Wish【 7 -B-A 】

 

 青々とした、緑の多い公園。

 人が楽しそうに笑いあう公園のベンチで、消え入りそうな澪を見つけた。

 その姿に私は愕然とする。

 どうして、あんなに消えそうなの?

 もしかして、消えちゃいたいとか思ってるの?

 このままだと、さまようどころか、消滅しちゃう。

 そしたら、生まれ変わる事も出来なくなるわ。

 だめ、させない! 死なせないっ!!

 「澪っ!!」

 降り立つ私に、澪は目を丸めた。

 「あま、天音ちゃ――……え? なん――……」

 「ごめん。説明してる暇は無いの。早く帰ろう? 今ならまだ間に合うから」

 私が手を伸ばすと、澪は体を強張らせた。

 み、お――……? あ……そっか。もしかして…

「私が、怖い?」

 「え?」

 そりゃ、そうよ、ね……。

 白い翼をもつ生き物なんて、人からすれば、気持ち悪いにきまってる。

 「心配しないで? 別に悪魔とか、そんなんじゃないから。一緒に帰ろう? じゃなきゃ、澪? あなた本当に死んじゃうのよ……。大丈夫。心配しないで、私がいるから。ね?」

 私は安心させたくて、笑った。だけど澪は、そんな私に首を振ると、続ける。

 「天使だったんだ、天音ちゃん………」

 澪?

 「綺麗だし、優しいし、なんか納得しちゃうなぁ」

ちょ、澪??

 「ごめんね? 私、死ぬ前にちゃんと謝りたくって。よかったぁ〜。会えて」

 なに、言ってるの!?

 パチンッ!

 私は両手で、澪の頬を挟むようにして、叩いた。

 バカ澪!!

 目をパチクリとさせて、見上げる澪に、私は静かに続けた。

 「澪? 今の状況、理解してるの? 澪、このままじゃ、本当に死んじゃうのよ!?」

 「だって、私、死んじゃったんでしょ? 当然だと思うもん。もう、消えちゃいたいくらいだよ……」

 うつむく澪に、私は眉間にシワを寄せた。

 「当然!? バカ言わないでよっ!!」

 「あま――」

 「簡単に命を捨てる事は、絶対に許さないんだから!」

 私の目にジンワリと、涙が浮かんだ。

 「澪は、私が人間になって、初めて出来た大事な友達なのよ! 死なせないわ!!」

 「と、もだ……ち?」

 澪が小さく続ける。

 頷く私に、澪の目からは涙がどんどん零れ落ちて、ソレを両手で拭いながら澪は続けた。

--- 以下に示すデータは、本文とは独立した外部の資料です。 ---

PR #1898, opened 2021-01-30
chore: reword resource pool ui presentation [DET-4925]

hamidzr:
## Checklist


armandmcqueen:
I'm not sure if the `/` in `Max CPU containers / agent` is going to be clear to users, otherwise I think it looks good.

hamidzr:
> I'm not sure if the `/` in `Max CPU containers / agent` is going to be clear to users, otherwise I think it looks good.

I went with `per` instead and it was a bit longer.. I can switch it back

armandmcqueen (approved):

 「わた、私……あんなに、無神経な事を言ったのに、友達だって言ってくれるの?」

 「バカ言わないで。あたりまえでしょ!!」

 さっきよりも、透明度がまして消えかけてゆく澪に、私は焦って続ける。

 「早く自分の体に戻らないと、澪! 手遅れになるっ!! 戻りたいって願って! じゃなきゃ、死んじゃうわ! 思いは強いの。澪の意思でココにいるなら、私がどんなに頑張っても、ここから離れさせる事は出来ない。澪が! 澪の意思で―――…」

 「うん」

 焦り、早口で説得する私の言葉を、澪は柔らかい表情で頷き遮った。

 澪の体は、フンワリと淡い光に包まれてゆく。

 それは、澪が生きる意志を持った証。

 自分の体へと、魂が飛ぶ前触れ。

 「天音ちゃん?」

 え?

 澪は笑顔で続ける。

 「私にとっても、天音ちゃんは大事な友達なの」

 私は微笑み、コクリと頷いた。

 「だからね、戻ったら、いっぱいお話しようね」

 え―――…

 「遊びにも、私、早く良くなるから! どんどん行こうね」

 「そ、だね」

 「歩にも紹介するから!」

 「うん……ありがとう」

 私はぎこちなく頷くと、スゥッと消えゆく澪を見送った。

 ごめんね、澪。

 それは出来ないのよ。私は天使に戻ってしまった。

 もう、人間には戻れない。

 天使に戻ってしまった私。

 人間の頃の存在など、無かった事に……いなかったって事に、なるのよ。

 だから、目覚めた澪は、私の事なんて覚えてないの。

 ツキンと痛む心臓。グッと、奥歯に力を込めて、空を見上げる。

 太陽が眩しいほどに輝いている。なんだか、ヒカルの笑顔を思い出した。

 これで、よかったんだよ。

 これで、ヒカルの笑顔は守られた。

 澪の命も、救う事が出来たのだから――……。